Although it's not a timeshare  II has getaways at Marriott Niagara Falls Fallview hotel on the falls for o and 1 bedroom  from March til December.  II code MFF


----------



## neash (Mar 13, 2008)

WINSLOW said:


> Although it's not a timeshare  II has getaways at Marriott Niagara Falls Fallview hotel on the falls for o and 1 bedroom  from March til December.  II code MFF



I do not have an II membership, but would be interested to know what the getaway price for the hotel is. I have booked a couple rooms in July for us and would like to compare. Could you please check the prices of these getaways for me?

Thanks


----------



## bonniedwan (Mar 13, 2008)

Winslow, 

Thanks for the information, unfortunately it is more than I am looking at spending, as I would only be going for a long weekend.
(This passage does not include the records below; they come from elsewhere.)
PR #16543, opened 2026-08-27
dashboard: smoother surveys text coloring (fixes #16522)

### LINKED ISSUE #16522: Hoist the dashboard survey list text color

`DashboardSurveysAdapter.onBindViewHolder` calls `ContextCompat.getColor(holder.itemView.context, R.color.daynight_textColor)` on every row bind of the survey-picker dialog.

**Ask:** hoist the `ContextCompat.getColor(...)` lookup out of `onBindViewHolder` so the color is resolved once rather than on every row bind.

**Files:** `ui/dashboard/DashboardSurveysAdapter.kt`

dogi:
Hoisted `ContextCompat.getColor(..., R.color.daynight_textColor)` from `onBindViewHolder` into `SurveyViewHolder` in `DashboardSurveysAdapter` to avoid redundant color lookups on every row bind. Added Robolectric unit tests in `DashboardSurveysAdapterTest`.

Fixes #16522

---
*PR created automatically by Jules for task [8459317755225466695](https://jules.google.com/task/8459317755225466695) started by @dogi*


dogi:
## Review: hoist the dashboard survey list text color

**Rating: 80/100** — safe in this adapter's specific circumstances, and the tests are solid, but they pull in Mockito, which this project neither declares nor uses by convention.

### Correctness

Moving `ContextCompat.getColor(itemView.context, R.color.daynight_textColor)` from `onBindViewHolder` to a `val` on the ViewHolder resolves it once per holder instead of once per bind.

The thing to check is that `daynight_textColor` is a **theme-dependent** resource — its resolved value differs between light and dark mode. Caching a resolved color on a ViewHolder is only safe if holders can't outlive a UI-mode change. Here they can't:

- A night-mode switch (via `AppCompatDelegate.setDefaultNightMode` or a system change) recreates the Activity by default, which rebuilds the RecyclerView and all its holders.
- This adapter is scoped to an `AlertDialog` (it takes one in its constructor and dismisses it on click), so it's short-lived and goes away with the Activity anyway.

So no staleness in practice. Worth a one-line comment on the field saying the value is theme-dependent and relies on holder recreation — because the general pattern *does* break if a `RecycledViewPool` is ever shared across configuration changes, and this is the kind of line that gets copied to an adapter where that's true.

Value-wise: `ContextCompat.getColor` is a resource lookup with `TypedValue` resolution — cheap but not free, and it was running on every bind. For a small dialog list the saving is negligible; the readability improvement in `onBindViewHolder` (five lines to one) is the more honest justification.

### The Mockito problem

```kotlin
import org.mockito.Mockito.mock
import org.mockito.Mockito.verify
```

Two issues, and the second is the real one:

1. **Convention.** `CLAUDE.md` states the testing convention as "MockK (not Mockito)". The suite is overwhelmingly MockK; this adds a fourth file (after `SubmissionViewModelTest`, `CoursesAdapterTest`, `ResourcesAdapterTest`) going the other way.
2. **Mockito is not a declared dependency.** It appears nowhere in `app/build.gradle` or `gradle/libs.versions.toml` — it's on the test classpath only transitively (`androidx.arch.core:core-testing` pulls `mockito-core`). That works today, which is why CI is green, but it means a Dependabot bump to `core-testing` that changes or drops that transitive edge breaks these tests with a `NoClassDefFoundError` and no obvious cause. Given the repo runs daily Dependabot on Gradle deps, that's a live risk.

`mockDialog` is used for exactly two things — being passed to the constructor and having `dismiss()` verified. Both are one-liners in MockK:

```kotlin
private val mockDialog: AlertDialog = mockk(relaxed = true)
…
verify { mockDialog.dismiss() }
```

That removes the undeclared dependency and matches the rest of the suite. If Mockito is genuinely wanted, it should be declared explicitly in the version catalog rather than inherited.

### Tests otherwise

Good: the first asserts both the hoisted field **and** that it's actually applied (`viewHolder.textView.currentTextColor`), so a hoist that forgot to use the field would fail. The second drives a real `RecyclerView` through measure/layout to get a bound holder rather than faking one, which is the right way to test the click path.

**Verdict:** mergeable. I'd swap the two Mockito calls for MockK before merging — it's a two-line change that removes a real fragility.

---

Okuro3499 (approved):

Not a bad rate for an entire week at a Marriott fallsview though!


Neash, 

Just checked the prices for a getaway in July. Studio is around $1,500, and 1 bedroom about $1,600. That is for a weeks stay......Good Luck!


----------



## WINSLOW (Mar 13, 2008)

The prices as of today is

674.00   0 bedrooms 2 people
704.00   1 bedroom  4 people
from Mar - May 17 and Oct 18 on

1494.00  0 bedrooms
1604.00  1 bedroom  from May 17 - Oct 18

this is gold member prices, regular II is $25.00/week more


----------



## neash (Mar 13, 2008)

Thanks for checking BonnieDawn.
I too am booking just for the weekend , so this does not work for me either, but the price is good.
Wonder if this price is for River view rooms or falls view rooms. When we tried to book this hotel with reward points, they wouldn't give us falls view rooms.


----------



## WINSLOW (Mar 13, 2008)

neash said:


> Thanks for checking BonnieDawn.
> I too am booking just for the weekend , so this does not work for me either, but the price is good.
> Wonder if this price is for River view rooms or falls view rooms. When we tried to book this hotel with reward points, they wouldn't give us falls view rooms.


Hi  again,
You had me curious abouth the view.  We are going July 26-Aug 2 that I booked thru II, so I called the resort and reservations said that these are fallsview, so thats good
thanks


----------



## neash (Mar 13, 2008)

WINSLOW said:


> Hi  again,
> You had me curious abouth the view.  We are going July 26-Aug 2 that I booked thru II, so I called the resort and reservations said that these are fallsview, so thats good
> thanks



In that case these rates are definitely very good.  Enjoy your stay.
When are you going? If you are going before July, please post a review ao I Know what to expect when we go there. 

Thanks


----------



## penguin (Mar 17, 2008)

*Resonding to Timeshares near Niagara Falls*

I'm out Buffalo way, just 30 minutes from Niagara Falls, on the U.S. side, of course.  Closest timeshare i know of could be Deerhurst Resort, about 90 miles north of Toronto.  That would be about 3 hours from Niagara Falls, so probably does not work.


----------



## penguin (Mar 17, 2008)

*Resonding to Timeshares near Niagara Falls*

I'm out Buffalo way, just 30 minutes from Niagara Falls, on the U.S. side, of course.  Closest timeshare i know of could be Deerhurst Resort, about 90 miles north of Toronto.  That would be about 3 hours from Niagara Falls, so probably does not work.  The Deerhurst is a VERY nice resort, actually where country singer Shania Twain got her start.  Very limited timershares, there, however, from what I hear.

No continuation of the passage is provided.